# Ballpark this for me....



## smellslike$tome (Jan 22, 2006)

masterk said:


> $ 1,000.00 a day plus material.


$1200.00 a day plus 2x materials.


----------



## masterk (Dec 29, 2007)

orson said:


> If you asked me how long it would take me to hang seven prehung interior doors, build you 3 window jambs, and hang baseboard on a 15x10 room with a closet and 2 outside corners I could ballpark it for you. As a matter of fact I could probably ask you 5 questions and get my time estimate within 30min of exactly how long it would take me. I don't see the problem.


 Your job above is cut and dry. Plumbing is not cut and dry. You have 50 foot of baseboard. Now when you asked for a ballpark price I did not see any info on measurements.


----------



## orson (Nov 23, 2007)

I din't think was an impossible question at all. If it was new construction could you estimate it? The room is going to be gutted. The rough-in in the room I honestly thought a plumber should be able to ballpark. from their it is adding on running a drainline and supplies from basement, obviously things get murky here. And I'm just looking for a ballpark of hours which I do not consider to be the typical "how much" which annoys everyone so much. Now I know that you make no distinction between "how long" and "how much" I will not ask in the future.


----------



## orson (Nov 23, 2007)

masterk said:


> Your job above is cut and dry. Plumbing is not cut and dry. You have 50 foot of baseboard. Now when you asked for a ballpark price I did not see any info on measurements.


I did not ask for a ballpark price. I asked how long it would take to do this.


----------



## Ron The Plumber (Oct 10, 2006)

It takes plans and pictures, they give joist layout, counter heights, and much much more, do you see what were saying now?


----------



## mdshunk (Mar 13, 2005)

All I can say for sure is that I've witnessed on many occasions such work easily accomplished in an 8 hour workday by a single man. The floor was pulled up, the ceiling was yanked down, and the walls for the "path" were open. Don't take my word for it, though. I just wire stuff up.


----------



## KillerToiletSpider (May 27, 2007)

orson said:


> I did not ask for a ballpark price. I asked how long it would take to do this.


Yes you did, see the title of this thread.

Is the waste lead also, or just the water? Where can a tie in to non lead water pipe be made? What kind of tie in to the waste is there?

Gimme a break, you ask the impossible.


----------



## Ron The Plumber (Oct 10, 2006)

orson said:


> I did not ask for a ballpark price. I asked how long it would take to do this.


So if someone on here said they can do it in 4 hrs time, is that what you expect in to get done in?

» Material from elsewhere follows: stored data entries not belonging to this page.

PR #1546, opened 2023-06-10
Add multi pass portfolio analysis record

chenditc:
## Description
Add a new record to initialize position randomly and run backtest multiple times.

## Motivation and Context
Signal based strategy's performance can be variant due to initial position setup. To better evalute the performance of each model, this recorder will:
1. Randomly shuffle the prediction signal of first backtest date, so that initial position will be random.
2. Run the backtest multiple times.
3. Aggregate the portfolio performance and publish the metrics.

## How Has This Been Tested?

Added an example benchmark config yaml, run with the example yaml. 
```
$ qrun workflow_config_backward_alstm_Alpha158WithBenchDiff_full.yaml
```

1. Pipeline test:
image

4. Your own tests:
image

I also ran test on existing workflow file and confirmed the format of out is the same.

## Types of changes

- [ ] Fix bugs
- [x] Add new feature
- [ ] Update documentation

### DIFF
--- a/qlib/workflow/record_temp.py
+++ b/qlib/workflow/record_temp.py
@@ -7,7 +7,7 @@ import pandas as pd
 import numpy as np
 from tqdm import trange
 from pprint import pprint
-from typing import Union, List, Optional
+from typing import Union, List, Optional, Dict
 
 from qlib.utils.exceptions import LoadObjectError
 from ..contrib.evaluate import risk_analysis, indicator_analysis
@@ -237,7 +237,7 @@ class ACRecordTemp(RecordTemp):
             self.save(**artifact_dict)
         return artifact_dict
 
-    def _generate(self, *args, **kwargs) -> dict[str, object]:
+    def _generate(self, *args, **kwargs) -> Dict[str, object]:
         """
         Run the concrete generating task, return the dictionary of the generated results.
         The caller method will save the results to the recorder.
--- a/qlib/workflow/record_temp.py
+++ b/qlib/workflow/record_temp.py
@@ -19,6 +19,7 @@ from ..log import get_module_logger
 from ..utils import fill_placeholder, flatten_dict, class_casting, get_date_by_shift
 from ..utils.time import Freq
 from ..utils.data import deepcopy_basic_type
+from ..utils.exceptions import QlibException
 from ..contrib.eva.alpha import calc_ic, calc_long_short_return, calc_long_short_prec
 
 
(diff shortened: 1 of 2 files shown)


qlib/workflow/record_temp.py
```diff
@@ -554,3 +554,121 @@ def list(self):
...
+            first_bt_pred_date = all_pred_dates[all_pred_dates >= bt_start_date].min()
+
+        # Shuffle the first backtest date's pred score
+        first_date_score = pred_df.loc[first_bt_pred_date]["score"]
+        np.random.shuffle(first_date_score.values)
+
+        # Reset strategy so that pred df can be replaced in next generate
+        self.strategy_config = deepcopy_basic_type(self.original_strategy)
+
+        self.save(**{"pred.pkl": pred_df})
```
you-n-g, line 616: Why do we need to save the shuffled prediction?

qlib/workflow/record_temp.py
```diff
@@ -554,3 +554,121 @@ def list(self):
...
+    def _generate(self, **kwargs):
+        risk_analysis_df_map = {}
+
+        # Collect each frequency's analysis df as df list
+        for i in range(self.pass_num):
+            if self.shuffle_init_score:
+                self.random_init()
+
+            # Not check for cache file list
+            super()._generate(**kwargs)
```
you-n-g, line 627: It is generating files that is out of the scope of the class. 
Would you think it is better to redefine  ` ACRecordTemp  _generate` to `def _generate(self, *args, **kwargs) -> Dict[str, obj]:`
And save the return objects in ` ACRecordTemp  generate`?

qlib/workflow/record_temp.py
```diff
@@ -554,3 +554,121 @@ def list(self):
...
+        # Reset strategy so that pred df can be replaced in next generate
+        self.strategy_config = deepcopy_basic_type(self.original_strategy)
+
+        self.save(**{"pred.pkl": pred_df})
+
+    def _generate(self, **kwargs):
+        risk_analysis_df_map = {}
+
+        # Collect each frequency's analysis df as df list
+        for i in range(self.pass_num):
```
you-n-g, line 622: I think adding tqdm would  improve the UE.

qlib/workflow/record_temp.py
you-n-g: Besides , this will make other code simpler

qlib/workflow/record_temp.py
chenditc: Done

qlib/workflow/record_temp.py
chenditc: Done

chenditc:
The pipeline failure seems related to global python setup issue, not caused by my change.

you-n-g:
Yes. It is due to an error in data storage. We'll fix it later.

chenditc:
> @chenditc The CI issue on the master branch has been fixed. Please merge it to run the latest CI.

@you-n-g  CI has passed. Good to merge?

Fivele-Li:
Merged! Thanks a lot~

PR #1581, opened 2023-07-04
fix singleton bug

peteryang1:
## How Has This Been Tested?

1. Pipeline test:
2. Your own tests:

## Types of changes

- [ ] Fix bugs
- [ ] Add new feature
- [ ] Update documentation

### DIFF
--- a/qlib/finco/utils.py
+++ b/qlib/finco/utils.py
@@ -3,14 +3,16 @@ import json
 from fuzzywuzzy import fuzz
 
 
-class Singleton:
+class Singleton(type):
     _instance = None
 
-    def __new__(cls, *args, **kwargs):
+    def __call__(cls, *args, **kwargs):
         if cls._instance is None:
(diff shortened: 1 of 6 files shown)


qlib/finco/utils.py
```diff
@@ -3,14 +3,16 @@
...
     _instance = None
 
-    def __new__(cls, *args, **kwargs):
+    def __call__(cls, *args, **kwargs):
         if cls._instance is None:
-            cls._instance = super().__new__(cls, *args, **kwargs)
+            cls._instance = super(Singleton, cls).__call__(*args, **kwargs)  
         return cls._instance
 
+class SingletonBaseClass(metaclass=Singleton):
```
you-n-g, line 14: I tried [this example](https://github.com/you-n-g/cheatsheets/blob/master/language/python/meta.py#L74)  before.
I can't understand why we need two level of class for Singleton?

Issue #1665, opened 2023-10-13
The error in float calculations


okokkokok:
In Position.py, the function sell_stock() will check np.isclose(self.position[stock_id]["amount"], trade_amount), but I found a bug that this check is False, and self.position[stock_id]["amount"] < -1e-5 is True. The reason of this problem may be the error in float calculations.

PR #1666, opened 2023-10-13
fixamount

okokkokok:
#1665


you-n-g:
Thanks for you pull request.

Current implementation is inconsistent. 
It sell all the remain stock. But the cash is increase based on the original intented amount.

If it is caused by float precision, we may try to solve this by making the error tolerance (i.e. -1e-5) lager.

Abhijais4896 (commented):
if np.isclose(self.position[stock_id]["amount"], trade_amount):

            if np.isclose(self.position[stock_id]["amount"], trade_amount) or self.position[stock_id]["amount"] <= trade_amount:

PR #2035, opened 2025-10-16
fix yahoo collector.py

XiaotianZha:
To fix timestamp format problem
ValueError: unconverted data remains when parsing with format "%Y-%m-%d": " 09:30:00-04:00", at position 109. You might want to try:
    - passing `format` if your strings have a consistent format;
    - passing `format='ISO8601'` if your strings are all ISO8601 but not necessarily in exactly the same format;
    - passing `format='mixed'`, and the format will be inferred for each element individually. You might want to use `dayfirst` alongside this.

## How Has This Been Tested?

1. Pipeline test:
2. Your own tests:

## Types of changes

- [x] Fix bugs
- [ ] Add new feature
- [ ] Update documentation

### DIFF
--- a/scripts/data_collector/yahoo/collector.py
+++ b/scripts/data_collector/yahoo/collector.py
@@ -392,7 +392,8 @@ class YahooNormalize(BaseNormalize):
         columns = copy.deepcopy(YahooNormalize.COLUMNS)
         df = df.copy()
         df.set_index(date_field_name, inplace=True)
-        df.index = pd.to_datetime(df.index)
+        df.index = df.index.astype(str)
+        df.index = pd.to_datetime(df.index.str[:10], format="%Y-%m-%d")
         df.index = df.index.tz_localize(None)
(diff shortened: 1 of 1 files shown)


SunsetWolf:
Hi, @XiaotianZha 

Thanks for your attention and contribution to `qlib`,

I noticed that when I get the daily frequency data from `yahooquery`, there are some data with the time format of the last data like this `%Y-%m-%d %H:%M:%S+08:00`, which means that this data is the intraday data of the current stock, and the time displayed is the time of the last refresh. Stock data with this date format will show a similar error when normalizing: 
```
ValueError: unconverted data remains when parsing with format "%Y-%m-%d": " 09:30:00+08:00"
```
If this data is forced to be formatted as `%Y-%m-%d`, it is equivalent to treating the intraday data as the closing data, which is incorrect data for daily data.

For this problem, you can refer to the previous [PR 2015](https://github.com/microsoft/qlib/pull/2015).

PR #1, opened 2015-08-15
orginized imports

ronenhamias:
remove unused imports and organized imports


antonkharenko:
+1 even so do not see much value :-P

PR #2, opened 2015-08-16
move interfaces to api packages

ronenhamias:


antonkharenko:
This is bad practice we inherited from OSGI. I want to pass it away.

PR #5, opened 2015-08-19
Improve API for cluster bootstrap, remove schema cache, add logger and a little more

antonkharenko:


cluster/src/test/java/io/servicefabric/cluster/examples/ClusterBootstrapExamples.java
```diff
@@ -0,0 +1,47 @@
+package io.servicefabric.cluster.examples;
```
ronenhamias: IMO we should move examples to separated module

antonkharenko: Yes-yes, it is going to be separate PR - I just put it somewhere for now

ronenhamias:
+1

myroslavlisniak:
I prefer to merge only squashed commits

antonkharenko:
Agree, but in this PR I have done several different things, some commits may be squashed, but most of them are separate.

PR #15, opened 2015-08-23
Initial commit examples

ronenhamias:


cluster/src/test/java/io/servicefabric/cluster/examples/ClusterBootstrapExamples.java
```diff
@@ -25,6 +27,7 @@ public static void main(String[] args) throws InterruptedException {
 		// Start cool member
 		ICluster cluster4 = Cluster.newInstance("Cool member", 4003, seedMembers).join();
 
+		List<ClusterMember> m = cluster4.members();
```
antonkharenko: Maybe move this class to examples module if it needed?

ronenhamias: no need not going to include it as examples needs reference document for them and they should demo a specific use case so i am going to break it down to many examples...

myroslavlisniak:
Please rebase your branch and squash commits

PR #19, opened 2015-08-25
Cluster and transport code clean up part2

antonkharenko:
* Remove Type Resolver and use Class.forName() instead
* Fix unstable test(s) and race conditions on TransportChannel state transitions (cause of unstable test)


cluster/src/main/java/io/servicefabric/cluster/NetworkTimer.java
```diff
@@ -13,20 +13,35 @@
...
-class Timer {
+/**
+ * It is an utility wrapper class around {@code io.netty.util.HashedWheelTimer} which simplify its usage.
+ * This timer doesn't execute scheduled job on time, but provide approximate execution and on each tick
+ * checks either there are any jobs behind the timer and execute them. In most network applications,
+ * I/O timeout does not need to be accurate. The default tick duration is 100 milliseconds.
+ *
+ * @see io.netty.util.HashedWheelTimer
+ */
+class NetworkTimer {
```
myroslavlisniak: Why did you call it NetworkTimer, it is used without any network related stuff

transport/src/main/java/io/servicefabric/transport/protocol/protostuff/ProtostuffMessageDeserializer.java
```diff
@@ -28,22 +22,34 @@ public Message deserialize(ByteBuf bb) {
...
-			Schema schema = RuntimeSchema.getSchema(clazz);
+
+		// Handle binary data
+		if (message.getDataClass() == null) {
+			return message.getData();
+		}
+
+		// Handle object data
+		try {
+			Class<?> dataClass = Class.forName(message.getDataClass());
```
myroslavlisniak: I'm worried about performance of such approach. Specially in the case if class does not exists in the system which is much slower than happy case.
This code will run on each message so can be big performance issue.
We need to introduce some caching here I think.

cluster/src/main/java/io/servicefabric/cluster/NetworkTimer.java
antonkharenko: Because of this comment
  This timer doesn't execute scheduled job on time ... In most network applications,
  I/O timeout does not need to be accurate. The default tick duration is 100 milliseconds.

But I agree - not a best name - do you have better ideas?

antonkharenko:
Failed test due to issue https://github.com/servicefabric/servicefabric/issues/10 (not in the scope of this PR)

myroslavlisniak:
+1

transport/src/main/java/io/servicefabric/transport/protocol/protostuff/BinaryMessage.java
```diff
@@ -19,6 +21,9 @@
 	@Tag(3)
 	private byte[] data;
 
+	@Tag(4)
+	private String dataClass;
```
kshchepanovskyi: `type` is better name

antonkharenko: @kshchepanovskyi Actually in next PR I want to remove this BinaryMessage and use following approach https://github.com/servicefabric/servicefabric/blob/cluster-api-part3/transport/src/main/java/io/servicefabric/transport/protocol/MessageSchema.java (here will rename dataClass to dataType) and generic message https://github.com/servicefabric/servicefabric/blob/cluster-api-part3/transport/src/main/java/io/servicefabric/transport/protocol/Message.java

PR #20, opened 2015-08-27
fix examples according to new api

ronenhamias:


antonkharenko:
Fixed examples according to changes in API here: https://github.com/servicefabric/servicefabric/pull/21

PR #21, opened 2015-08-27
Cluster and transport code clean up. Part 3

antonkharenko:
* Introduce new Message and migrate all components to it
* Clean up IGossipProtocol interface and make it work with new Message
* Clean up IClusterMembership interface
* Clean up Cluster code and ICluster interface (without JavaDocs yet)


cluster/src/main/java/io/servicefabric/cluster/ClusterMembershipQualifiers.java
```diff
@@ -1,13 +1,21 @@
...
+import io.servicefabric.transport.TransportHeaders;
 import io.servicefabric.transport.TransportMessage;
+import io.servicefabric.transport.protocol.Message;
 import rx.functions.Func1;
 
-public final class ClusterMembershipQualifiers {
-	public static final String SYNC = "pt.openapi.core.cluster/membership/sync";
-	public static final String SYNC_ACK = "pt.openapi.core.cluster/membership/syncAck";
-	public static final String GOSSIP_MEMBERSHIP = "pt.openapi.core.cluster/membership/gossip";
+final class ClusterMembershipQualifiers {
```
artem-v: Let's have single ```ClusterQualifiers``` or ```ClusterConstants``` class per entire module instead of having several little ones.

transport/src/main/java/io/servicefabric/transport/protocol/Message.java
```diff
@@ -1,100 +1,124 @@
...
-		this.qualifier = qualifier;
+	public Message(Object data, Map<String, String> headers) {
+		setData(data);
+		setHeaders(headers);
+	}
+
+	/**
+	 * Instantiates new message with given qualifier and headers. Headers passed a sequence of key-value pairs.
+	 */
+	public Message(Object data, String... headers) {
```
artem-v: Let's have a nice builder api for messages.

transport/src/main/java/io/servicefabric/transport/protocol/Message.java
```diff
@@ -1,100 +1,124 @@
...
 	}
 
 	/**
 	 * Instantiates new messages with given qualifier, data and correlationId.
 	 */
-	public Message(String qualifier, Object data, String correlationId) {
-		this.qualifier = qualifier;
+	public Message(Object data, Map<String, String> headers) {
+		setData(data);
+		setHeaders(headers);
```
myroslavlisniak: Why just don't inline code from this settters into constructor and use it as base constructor calling this() from others?
This also allows to make variables final

transport/src/main/java/io/servicefabric/transport/protocol/Message.java
antonkharenko: ok, but not in the scope of this PR

transport/src/main/java/io/servicefabric/transport/protocol/Message.java
```diff
@@ -1,100 +1,124 @@
...
+	}
+
+	void setData(Object data) {
 		this.data = data;
-		this.correlationId = correlationId;
+	}
+
+	void setHeaders(Map<String, String> headers) {
+		if (headers == null) {
+			this.headers = Collections.emptyMap();
```
artem-v: Let ```this.headers = Collections.emptyMap()``` be from very start, in initialization block. Otherwise if no one would call ```setHeaders``` this field will be null.

transport/src/main/java/io/servicefabric/transport/protocol/Message.java
antonkharenko: Setters and empty constructor needed for protostuff schema (see MessageSchema class)

transport/src/main/java/io/servicefabric/transport/TransportHeaders.java
```diff
@@ -0,0 +1,15 @@
+package io.servicefabric.transport;
+
+/**
+ * @author Anton Kharenko
+ */
+public final class TransportHeaders {
```
artem-v: Lets have ```TransportConstants``` where we pu constants and qualifiers.

transport/src/main/java/io/servicefabric/transport/protocol/Message.java
myroslavlisniak: Then you should remove annotation immutable from this class, because it's not true

transport/src/main/java/io/servicefabric/transport/protocol/ProtostuffMessageSerializer.java
```diff
@@ -0,0 +1,34 @@
...
+import io.protostuff.Schema;
+import io.protostuff.runtime.RuntimeSchema;
+import io.servicefabric.transport.utils.RecyclableLinkedBuffer;
+
+public final class ProtostuffMessageSerializer implements MessageSerializer {
+
+	private static final RecyclableLinkedBuffer recyclableLinkedBuffer = new RecyclableLinkedBuffer();
+
+	// TODO [Anton Kharenko]: Move to more appropriate place
+	static {
```
artem-v: Can't we just do ```new MessageSchema()```  or ```MessageSchema.instnce``` where approriate? Instead of  depending on ```RuntimeSchema```.

antonkharenko: This class called ProtostuffMessageSerializer - so it is ok to have dependency on protostuff here.

examples/src/main/java/io/servicefabric/examples/gossip/ClusterNodeB.java
```diff
@@ -16,14 +16,11 @@
...
 	public static void main(String[] args) {
-		// Register data types (used for serialization)
-		TransportTypeRegistry.getInstance().registerType("hello/world", Greetings.class);
-		
 		// start cluster node that listen on port 3001 and point to node A as seed node
 		ICluster clusterB =  Cluster.newInstance(3001,"localhost:3000").join();
 		
 		// spread gossip
-		clusterB.gossip().spread("hello/world", new Greetings("Greetings from ClusterMember B"));
+		clusterB.gossip().spread(new Message(new Greetings("Greetings from ClusterMember B")));
```
ronenhamias: why not hide new Message inside spread method?

antonkharenko: you can have also headers... we can provide additional helper method which will accept data and automatically create message without headers, but this is sugar - I didn't focus here on sugar just core part (this PR already too big )

antonkharenko:
@ronenhamias We need to say from where this message arrived - TransportMessage basically a wrapper that contain Message and sender member from where this message arrived. 
This class should be improved, I didn't modify it in this PR, but still conceptually it will be the same - message + origin.

transport/src/main/java/io/servicefabric/transport/protocol/ProtostuffMessageSerializer.java
artem-v: Correct, but why to store/get MessageSchema each time  if we could know its instance upfront?

artem-v:
@ronenhamias @antonkharenko  ```Message``` now provides headers map, so ```origin``` could be put there. In this case we wouldn't need ```TransportMessage```.

transport/src/main/java/io/servicefabric/transport/protocol/ProtostuffMessageSerializer.java
antonkharenko: It is also used for deserializing Gossip (as part of GossipRequest). And RuntimeSchema already caches schema. So it is kind of convenient.

antonkharenko:
@artem-v it is string-string map - what we should put as origin - originEndpointId?

antonkharenko:
I am just thinking that it can be kind of abuse of Message if we will extend it with additional headers which were not sent by sender.

artem-v:
@antonkharenko originEndpoint as well, as it could also be wrote down as string.

artem-v:
@antonkharenko More to say on this ``origin``. This should be a collection.  Imagine we send message from A to C via some transit nodeB: ```nodeA  --> nodeB --> nodeC```.

transport/src/main/java/io/servicefabric/transport/protocol/Message.java
antonkharenko: @myroslavlisniak  removed

antonkharenko:
@artem-v I think it is very specific and I don't think it should be built into Transport. Actually how it is done if FD make sense - if you need it it can be part of the data. Currently Transport support only point to point connection and actually it should support only point to point connection so origin only one. There may be other component on top of transport which is doing this transit sends, but it will be responsibility of this component to handle paths

artem-v:
+1

myroslavlisniak:
+1 but do not forget to squash the commits

antonkharenko:
Rebased and squash

PR #22, opened 2015-08-28
Remove "local channel" support

artem-v:


antonkharenko:
+1

@myroslavlisniak Will KPI metrics tests work (possibly with rewriting) without local transport? (off-topic: maybe lets move them here)

PR #23, opened 2015-08-28
add ICluster.isLocalMember(ClusterMember member) to validate if a given

ronenhamias:
1. add ICluster.isLocalMember(ClusterMember member) to validate if a given member is local member
2. improve the examples

### DIFF
--- a/cluster/src/main/java/io/servicefabric/cluster/Cluster.java
+++ b/cluster/src/main/java/io/servicefabric/cluster/Cluster.java
@@ -218,14 +218,4 @@ public final class Cluster implements ICluster {
 		checkState(stateUpdated, "Illegal state transition from %s to %s cluster state. Expected state %s.", state.get(), update, expected);
 	}
 
-	/**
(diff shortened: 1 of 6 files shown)


cluster/src/main/java/io/servicefabric/cluster/Cluster.java
```diff
@@ -217,4 +217,15 @@ private void updateClusterState(State expected, State update) {
...
+
+	/**
+	 * check if a given member is a local member return true in case the ClusterMember is local to the cluster instance
+	 * @param ClusterMember
+	 * @return true if this cluster memeber is a local cluster memeber
+	 * @author ronen hamias
+	 */
+	@Override
+	public boolean isLocalMember(ClusterMember member) {
+		return membership().localMember().endpoint().equals(member.endpoint());
```
antonkharenko: Lets move this method on IClusterMembership interface. So from cluster it will be:

cluster.membership().isLocalMember(member)

antonkharenko:
+1

PR #25, opened 2015-08-29
Added basic benchmarks

artem-v:


benchmark/src/main/java/test/CacheReadBenchmark.java
```diff
@@ -0,0 +1,75 @@
...
+import io.servicefabric.transport.utils.memoization.ConcurrentMapMemoizer;
+
+@Fork(2)
+@State(Scope.Thread)
+@Threads(4)
+@Warmup(iterations = 5)
+@Measurement(iterations = 5)
+@BenchmarkMode(Mode.AverageTime)
+@OutputTimeUnit(TimeUnit.NANOSECONDS)
+public class CacheReadBenchmark {
```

Sorry but you need to wake up, and come back to reality.


----------



## masterk (Dec 29, 2007)

BTW you also said that you did not even see the basement for the tie-in point because the HO had to much SH#T in the way. To little info to even get you close. That why I gave you a daily rate. How long do you think it would have taken your old plumber, then times that by his daily rate. You will get closer that any of us trying to be a mind reader over the internet.


----------



## Holmstedt (Feb 16, 2007)

orson said:


> If you asked me how long it would take me to hang seven prehung interior doors, build you 3 window jambs, and hang baseboard on a 15x10 room with a closet and 2 outside corners I could ballpark it for you. As a matter of fact I could probably ask you 5 questions and get my time estimate within 30min of exactly how long it would take me. I don't see the problem.


 
If you asked for new construction it would be like asking this but what you asked is like if I asked you 

"I have these doors that I want hung they came out of my an old 1800 century house and need to be striped then stained and finished. oh and I am short 1 so I'd need to have another made just like the rest.":blink:


----------



## PARA1 (Jul 18, 2007)

*charlie don't surf!*

SOMEDAY_* THIS WAR IS GONNA END.:no:*_


----------



## riggs (Dec 22, 2007)

It'll probably take 2 or 3 days. Using existing plumbing vent. Experienced plumber with a helper.:whistling


----------



## riggs (Dec 22, 2007)

orson said:


> If you asked me how long it would take me to hang seven prehung interior doors, build you 3 window jambs, and hang baseboard on a 15x10 room with a closet and 2 outside corners I could ballpark it for you. As a matter of fact I could probably ask you 5 questions and get my time estimate within 30min of exactly how long it would take me. I don't see the problem.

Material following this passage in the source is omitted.